__Supplied records__
PR #4340, opened 2019-06-06
Tribute Fix: Updating Defense Fleets during the Pug War

Zitchas:
This PR expands the events that switch control of the Pug occupied systems during the course of the war.

The earlier events now include changes so that pug fleets replace the human ones while the Pug are in control of those planets.

The pug defense fleet is:
			`fleet "Small Pug" 15`
			`fleet "Large Pug" 3`

The later events replace those fleets with human fleets again after the planets are liberated.

The defense fleet is the same fleet as was defending the planet before the Pug war, with the addition of 2 additional "Large" fleets of the same type. If the planet was only defended by small fleets (such as "Small militia") it is now defended by the same number of small fleets, plus two large fleets of the same type. If it was defended originally  by large militia, it is now defended by n+2 large militia, etc.

This increase in their defense strength is intended to reflect the increased military presence in the former occupied worlds in the wake of the Pug war.

In all instance the tribute amount and threshold are unchanged.

Thanks to Sasbot on the Endless Sky discord for pointing out the discrepancy of having human defense fleets defending Pug controlled worlds.

Given that having human (and in some cases republic or syndicate) defense fleets defend a planet while under the control of the pug is flat-out wrong, I've updated the title to label this as a fix.


tehhowch:
I would assume the Pug do not allow tribute if these planets to be a possibly more relevant response.

Zitchas:
Certainly possible. That being said, the mission descriptions mention them taking to the skies to destroy captains that dare to resist them. I'd interpret demanding tribute as the player going up to the Pug and telling them that they refuse to submit, and thus merit the same sort of response that the ships in the mission were described as receiving.

SirStigII:
Perhaps the planets that say "no thanks please" have impressive enough planetary defences that an orbital bombardment would not even be noticed? Although it doesn't make sense that a higher combat rating would induce them to launch a defence fleet.

Zitchas:
If that's the case, that works. But nowhere in-game is it described, with the exception of pugglemug. (and this PR doesn't touch it)

One of the instances of refusing is the pacifist monastery. Personally, I think that planet should just give a 100 credits tribute payment. After all, you are demanding tribute, not inviting them out to a duel for a cash prize. Planets that can't (or won't) mount a defense should just give the payment straight off - although admittedly it should be a very small amount (100 credits per day or less).

Of course, that is unless they have access to significant enough planetary defences (city-shields and the like) that even a T3 fleet doesn't phase them.

SirStigII:
For the sake of this pr I agree that the pug would likely be the ones fielding a defence fleet, but seeing as they are occupying the worlds I would imagine the response to be overwhelming (I'm imagining earth levels of ships)

Zitchas:
I have it set to 15 waves of the "Small Pug" fleet, followed by 3 waves of the "Large Pug" fleet. Which is pretty substantial, but not quite to Earth levels. Note that the game doesn't wait for one wave to be killed before sending out the rest. So the player is likely to get swarmed quite quickly.

Amazinite:
I'm wondering if this and #4273 should be rolled into a single PR that also extends the tribute system to every other planet, and causes the defense fleets to change with governmental changes; since the tribute system is largely an afterthought in this game, why not go big or go home?

Zitchas:
In terms of merge quality, I think it is preferable to do each region as an individual entity. That way they can be checked, approved, and merged as sets. This also means that parts that are already done (like the Remnant and this Pug fix) don't languish while people debate over the size and composition for fleets in places like, say, Coalition space. We don't have much to go on in terms of fleet strength there, so I suspect that those areas will take a lot of discussion to resolve.

Zitchas:
So, like this?
```
	remove tribute "Rand"
	remove tribute "Oblivion"
```

Zitchas:
Just to clarify, in regards to the behaviour I'd like to see.
1) When the pug take over a planet, the planet stops being dominated (if it ever was).
2) The planet is now defended by the pug, and can be tributed as normal - except the Pug have no compunction to actually pay the player. So they'll act as described in the mission and take off to destroy anyone who challenges them, but even if defeated they won't pay anything (except maybe a token 1 credit just to be insulting)
3) When the pug lose control of the planets, any domination that the player has achieved is removed.

Basically, this allows the player to fight a swarm of pug if they so choose to do so, which satisfies the mission description, but doesn't provide any real benefit to doing so.

Amazinite:
I'd imagine it would be
```
planet "Rand"
	remove tribute
```
but the creating events wiki page doesn't say that the remove/add keywords can be used on tribute. 
Even if you're not intending to do that, you're still missing `"tribute: <planet name>" = 0` in order to remove preexisting tribute from a planet, but I'm not sure if that actually relinquishes the planet or just sets the planet's tribute to 0 while it's still considered dominated.

Zitchas:
OK, I think I'm going to hold off on making further changes until I've got some confirmation as to how exactly we can remove the "currently tributed" status from a planet. I've asked in `The Hub` and hopefully @tehhowch can provide some insight into the code requirements.

Amazinite:
With the merging of #3128, an alternative could be to have the Pug give you the middle finger and reduce all your tribute payments to a single credit instead of completely removing it. That would be achieved by doing `"tribute: <planet>" /= <whatever the standard tribute for that planet is>`. Then once the planets return to their normal governments, you would do `"tribute: <planet>" *= <that planet's standard tribute>` to set it back to normal.

Zitchas:
That's an interesting possibility. The way I have it currently simply reduces it to 1.

Amazinite:
Well as of right now if a player had already had these planets dominated beforehand, they'll still be receiving the original tribute amount, hence why I suggested reducing the tribute amount after the Pug show up since you can't outright relinquish planets through events right now. So if anything changes, I'd say that.

Zitchas:
So the way I have it now with all those planets set to `tribute 1` isn't actually reducing the tribute those planets give?

Amazinite:
No. Changing that only changes what you're given when you dominate the planet. You're changing the attributes of the planet. It doesn't change existing tribute payments, as those are conditions in your save file.

Add to Pug Invasion:
```
"tribute: Rand" /= 500
"tribute: Oblivion" /= 500
```

Add to Pug Invasion 2:
```
"tribute: Silver" /= 700
"tribute: Shiver" /= 300
"tribute: Millrace" /= 1400
```

Add to Pug Invasion 3: 
```
"tribute: Maker" /= 1700
"tribute: Furnace" /= 1200
```

Add to Pug Invasion 4:
```
"tribute: Reunion" /= 2900
"tribute: Kraken Station" /= 500
```

Then when the planets flip back to their original government and tribute, you'd swap the `/=` for `*=`.
Also, it looks like you've changed the Shiver tribute twice, once in `"liberation of altair"` and again in `"pug territory liberated"`. Also, have you checked the FWC events?

Zitchas:
OK, thanks for spelling that out. I've got the division change implemented.

As far as restoration goes, do we want to restore it? As it stands, the tribute for the planet is reset to full value after the liberation, but the amounts aren't restored. Which kind of fits, given that the system has basically had a new government put in charge. Personally, if some captain had intimidated me into paying tribute, then I got conquered by aliens then the FW and Republic joined forces to free my planet again... Well, let's just say that restoring tribute payments to some pirate isn't going to be high on my list of priorities. If said pirate (player) really wants to get that tribute back, then can come back and ask for it the hard way. (aka release the planet then dominate it again.)

Amazinite:
Actually, this could be an elegant solution.
```
mission "check domination"
	invisible
	landing
	to offer
		or
			has "<whatever missions or event that occurs just before the pug invasion in reconciliation>"
			has "<whatever that mission or event is in the checkmate branch>"
	on offer
		fail
		"shiver dominated" = "tribute: Shiver" / 300	
		# Do this for every planet that changes governments all in this mission with the template
		"<planet> dominated" = "tribute: <planet>" / <original tribute>
```
So the condition `"<planet> dominated"` will either be 1 if the planet was dominated before the invasion and 0 if now.
Then when you're restoring tributes, you'd do
```
"tribute: Shiver" *= 299 * "shiver dominated" + 1
# The template
"tribute: <planet>" *= <original tribute - 1> * "<planet> dominated" + 1
```
This means that if the planet was previously dominated, then the tribute is multiplied by (299 * 1 + 1) = 300, that being the original tribute amount. But if the planet wasn't dominated, then you get (299 * 0 + 1) = 1, so the tribute remains the same (i.e. 1 if dominated during the invasion, 0 if never dominated).

Zitchas:
OK, so I currently have the restoration of tribute being multiplied back up to its full value as suggested previously.

I agree, that is a fairly elegant way to establish whether the player dominates a planet before or during the events of the Pug war; and then leave the tribute the player is receiving at 1 if they got the tribute during the war.

From a lore perspective, if planets are willing to restore the tribute they are paying when the pirate who dominated them also freed them from the pug; would they also be willing to pay the full tribute when the pirate went above and beyond to destroy part of the pug fleet that was occupying them?

The Pug fleet occupying those worlds is almost certainly a harder fight than the original fleets, so it isn't as if doing so is an easy path to dominating them. The only real difference is that one can dominate the planet under the pug without generating negative karma with any human faction. So the residents of said planet might be even happier to pay full tribute value than they would in the earlier scenario of paying the pirate that destroyed the human defence fleets first, then saved them from the Pug.

Amazinite:
I'd say that determination is up to you.

Zitchas:
In which case, I think I'll let the newly-freed planets honor the domination done under the pug, since they probably appreciated seeing a fleet of their occupier's ships blown out of the sky. 

(The pug don't seem particularly cruel. If they were the sort to, say, kill a hundred people for every one of them that die at the hands of a human as a revenge thing, then the residents would probably be much less happy about it having the fleet destroyed prior to actually being freed.)

Zitchas:
@Amazinite OK, I think that should do it. Now the oft-forgotten Reconciliation branch *also* has the fun of losing tribute payments from worlds the pug occupies for the duration of the occupation. And likewise, the fun of dealing with pug fleets if the player is brave enough to demand tribute from them. Not that they'll get anything worthwhile from it.

data/events.txt
```diff
@@ -2702,16 +2772,36 @@ event "fwc pug defeated"
 		security 0.1
```
Amazinite: The security changes to Silver, Rand, and Oblivion are now redundant here since you made the changes when the government flips.

Zitchas: I thought about that - I just wasn't sure if there might be some small branch I was overlooking that might skip one or the other. If you say they are redundant, though, I'll remove them.

Zitchas: resolved

data/events.txt
```diff
@@ -2587,6 +2740,12 @@ event "fwc reconnect vega"
 
 
 event "fwc pug defeated"
+	"tribute: Shiver" *= 300
+	"tribute: Milrace" *= 1400
```
Amazinite: `Milrace` -> `Millrace`

data/events.txt
```diff
@@ -2015,6 +2072,14 @@ event "pug territory liberated"
 		government Syndicate
 	system Caph
 		government Syndicate
+	"tribute: Rand" *= 500
+	"tribute: Oblivion" *= 500
+	"tribute: Silver" *= 700
+	"tribute: Milrace" *= 1400
```
Amazinite: Same typo here.

Amazinite:
Tinker gets taken over by the Pug in FWR but its fleet and tribute are never changed.

data/events.txt
Zitchas: Fixed. Thanks!

data/events.txt
Zitchas: Fixed

Amazinite:
>For some reason Shiver isn't giving me the tribute it should after FWR.

Well well well. For some reason the event `"liberation of altair"` is never actually used.

Amazinite:
In FWC, Silver isn't owned by the Pug until `"fwc peace with the navy"` should therefore not have its fleet and tribute changed until that event.
Millrace, Reunion, and Kraken Station are never involved in FWC and should therefore not have their tribute or security changed.

Zitchas:
OK, I think I got all of those.

Amazinite:
Looks like you're still missing this.
>Tinker in the Diphda system gets taken over by the Pug in FWR but its fleet and tribute are never changed.

Zitchas:
There. Now Tinker changes as well. Thanks for catching that.

Issue #4173, opened 2019-02-03
Text substitution from condition variables


Janaszar:
As https://github.com/endless-sky/endless-sky/pull/4164 will be allowing developers to use the Phrase system to select "random" choices of values for names, sentences, and the like in developing missions, there needs to be a way to have certain phrase values stored and recalled.  For example, having randomly picked names, cargos, and the like would only work if your initial and on complete messages used the same words; "Alice asks you to deliver Bon-Bons to Charlie" leading to "David accepts the Eclairs from Fiona" doesn't make sense.

As such, I would like it if the save/load method of storing and recalling numeric variables, such as Reputation, be extended to account for strings.
Alternatives, like resetting the RNG seed or "freezing" it somehow, may reduce the available combinations that could be encountered, depending on how "Random" the RNG used is.

tehhowch:
The current supported text replacements are detailed in the wiki: https://github.com/endless-sky/endless-sky/wiki/CreatingMissions#replacement

Note that the transported item is already replaceable. It's my opinion that missions involving named characters that the player should care about are probably supposed to be mission strings using conversations, and if the player isn't supposed to care about the name then generic nouns are preferred to avoid "noise."

Related: https://github.com/endless-sky/endless-sky/issues/2351
https://github.com/endless-sky/endless-sky/pull/2456
https://github.com/endless-sky/endless-sky/pull/3384#issuecomment-350551608
https://github.com/endless-sky/endless-sky/pull/2456#issuecomment-354668281

Janaszar:
Yup, know those replacements.

The main reason I would want such a change is to support "free floating" mini-campaigns.  For instance, if you get a certain rep condition (say <1000 Republic, >1000 FW), you could trigger a mission chain where some FW sympathizers in Republic space offer you a mini-chain of sending supplies.  But if your rep is reversed, then it could be some FW-based Republic spies sending info home, but all using the same mission base.  Seeing #2456 & #3384, I would say that that sort of functionality should also be included.
This way, we can code a baseline mission, write up a few dozen alternative phrases/names/options, and essentially add a ton of "new" missions everywhere.

PR #4342, opened 2019-06-06
Added on visit dialogs for nearly all missions that can trigger them

Amazinite:
Ref: #4315 

On visit dialogs for all remaining missions in the game. I split up the PRs to distinguish between jobs only using generic dialogs and proper missions with unique ones.

I've also made a new file named `dialog phrases.txt` used to store the generic dialogs used in various files.

This is taking longer than #4315 given that it isn't 100% copying and pasting `dialog phrase "generic..."` over and over again. Decided to PR what I have done so far.

- [x] Jobs missed in #4315 
- [x] Hai missions
- [x] Deep missions
- [x] Transport missions
- [x] Remnant missions
- [x] Wanderer missions
- [x] Free Worlds missions

Going forward, it should be standard to give a mission an on visit dialog if the mission can trigger it.
<hr/>

### Notes

I haven't added dialogs to a select few missions where it didn't seem like it would make sense, such as the April Fools job or @Pointedstick's shady passenger double cross mission; the passengers had to be in the player's flagship for the mission to make sense, but an on visit dialog would suggest that the passengers were in a different ship the entire time.

In instances where the on visit dialog could be triggered by multiple things and mentioning all the possible triggers didn't make sense, I went with that I considered to be the most likely cause of triggering it. For example, during the mission where you have to find the Alpha base, the on visit dialog could be triggered either due to Elias not being in the system, or the Alpha ship not being killed. I decided to have the on visit mention the Alpha ship not having been destroyed, as I'd find it more likely that the player would run back to Alta Hai after finding the Alpha base instead of the player not having Elias in the system.

### DIFF
--- a/data/deep jobs.txt
+++ b/data/deep jobs.txt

__Task to complete__
Copy whichever lines in the listing above hold "therefore".

__Task response__
In FWC, Silver isn't owned by the Pug until `"fwc peace with the navy"` should therefore not have its fleet and tribute changed until that event.
Millrace, Reunion, and Kraken Station are never involved in FWC and should therefore not have their tribute or security changed.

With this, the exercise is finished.